Evidence (Figure 1). Panel (a) are the sulfur emissions that CAM applies (SO2, so4_a1, so4_a2 and DMS summed; blue line), which peak a month later than the file intends (black line). Panel (b) is the consequence: the simulated surface sulfate (the three MAM4 modes summed) at 50–70°N peaks in early August through 1749 and in early July from 1750 onwards. Adjusting the 849/850 records to day 16 recovers the intended emission cycle (panel a, yellow line).

This has a strong radiative effect because the shift falls in boreal summer, when insolation at these latitudes is at its maximum. Moving the emission peak between June and July redistributes the aerosol against that maximum, so it is the timing of the emissions relative to the sun, rather than their annual total, that sets the forcing. In our runs the response is almost entirely shortwave, appearing as a change in cloud shortwave forcing together with a snow-albedo adjustment during the melt season, and it is concentrated at 50-70°N, where the summer-peaked biomass-burning, DMS and biogenic-SOA sources dominate the seasonal cycle.
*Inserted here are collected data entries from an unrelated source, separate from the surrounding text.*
PR #3729, opened 2026-07-16
fix: address follow-up review on kiosk heartbeat

marcodejongh:
## Summary

Follow-up on the merged kiosk heartbeat feature (#3685), addressing a round of review feedback:

- **`kiosk-liveness-chip.tsx`**: the Tooltip wrapper checked `lastSeenAt === null` to decide whether to format a date. A non-null but unparseable `lastSeenAt` slipped past that check and rendered "Invalid Date" in the tooltip. Now reuses `bucketKioskLiveness`'s already-computed `'never'` status (which already treats null/unparseable identically), so the same bucketing decides both the label and whether a date gets formatted.
- **`kiosk-heartbeat.test.ts`**: added coverage for the viewport-clamping rejection path — `KioskHeartbeatInputSchema` rejects `viewportWidth`/`viewportHeight` outside `[1, 20000]`, but nothing exercised that before.
- **`kiosk-heartbeat.test.ts`**: documented the rate-limit test's implicit assumption (fixed `connectionId`, no explicit bucket reset in `beforeEach`) for future readers.
- **`kiosk-heartbeat.ts`**: noted that `clientOverrideForTests` is module-level mutable state that's fine under today's serial test execution but would race under concurrent Vitest workers.

Other findings from the review (per-process rate limiting, the 1-hour existence-cache TTL, the manage tab's 60s poll interval, and a minor hand-written-vs-generated type divergence for `lastSeenAt`) were already explicitly called out as acceptable trade-offs in code comments or have no runtime impact, so no code change was made for those.

## Release Notes

## Test plan

- `vp run typecheck:web` — passed
- `vp test run --project backend` (full suite, real Postgres + Redis) — 2484 tests passed, including the new viewport-clamping cases
- `vp test run --project web` (full suite) — 5390 tests passed
- `vp check` — no new lint/format issues (the one pre-existing error is in an unrelated file, `packages/db/src/queries/__tests__/tick-offset-inference.test.ts`, untouched by this change)

---
_Generated by [Claude Code](https://claude.ai/code/session_017DxND2AFXabGztRChvejvn)_

### DIFF
--- a/packages/backend/src/__tests__/kiosk-heartbeat.test.ts
+++ b/packages/backend/src/__tests__/kiosk-heartbeat.test.ts
@@ -202,7 +202,10 @@ describe('kioskHeartbeat rate limiting', () => {
 
   it('trips the per-client rate limit past the ceiling', async () => {
     // A single fixed connection so the in-memory bucket accumulates. The
-    // heartbeat ceiling is 60/min; the 61st call must be throttled.
+    // heartbeat ceiling is 60/min; the 61st call must be throttled. `connectionId`
+    // is unique to this test (no other test reuses 'kh-rate-limit-conn'), so the
+    // in-memory bucket starting non-empty on a re-run isn't a real hazard —
+    // beforeEach only resets the DB, not the rate limiter, on purpose.
     const ctx: ConnectionContext = {
       connectionId: 'kh-rate-limit-conn',
       isAuthenticated: false,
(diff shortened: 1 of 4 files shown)


marcodejongh:
## Fable review follow-up

Fable's review confirmed this PR is a small, correct fix (not superseded — main still has the `lastSeenAt === null` tooltip bug and no viewport-clamping test coverage) and flagged two things:

**Major — CI red from transient infra failure, branch needed rebase + push**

Climate effect over the last millennium. In paired prescribed-SST simulations (identical SST and sea-ice boundary conditions, transient against constant forcing, same emission files) that we ran, the diagnosed effective radiative forcing drifts by +0.03 W/m²/century globally over 900–1740 and then steps by −0.3 W/m² at 1750, which cancels the accumulated drift almost exactly. In the coupled past1000 runs, both members warm through the pre-industrial last millennium and then cool abruptly at 1750 (Figure 2; part of the trend is model drift, shown for reference), whereas the proxy evidence indicates a slow cooling into the Little Ice Age. I suspect this emission artifact is largely what drives that spurious warming trend and the step at 1750.

Which files are affected. All 32 of the emissions-cmip6_* files in CMIP6_emissions_849-5000_2deg that carry the 849/850 + 1750-2015 structure have the day-15 vs day-16 mismatch, i.e. every file listed in srf_emis_specifier and ext_frc_specifier except the volcanic ones. The five contvolcano files and the volcanic SO2 files are not affected.
Possible fix. Adjust the date values of the 849/850 records to day 16 of each month, consistent with the CEDS records.
Two questions:
Is this known, and is it documented anywhere for users of the past1000 output (https://gdex.ucar.edu/datasets/d651078/)?
Could this affect other published simulations as well?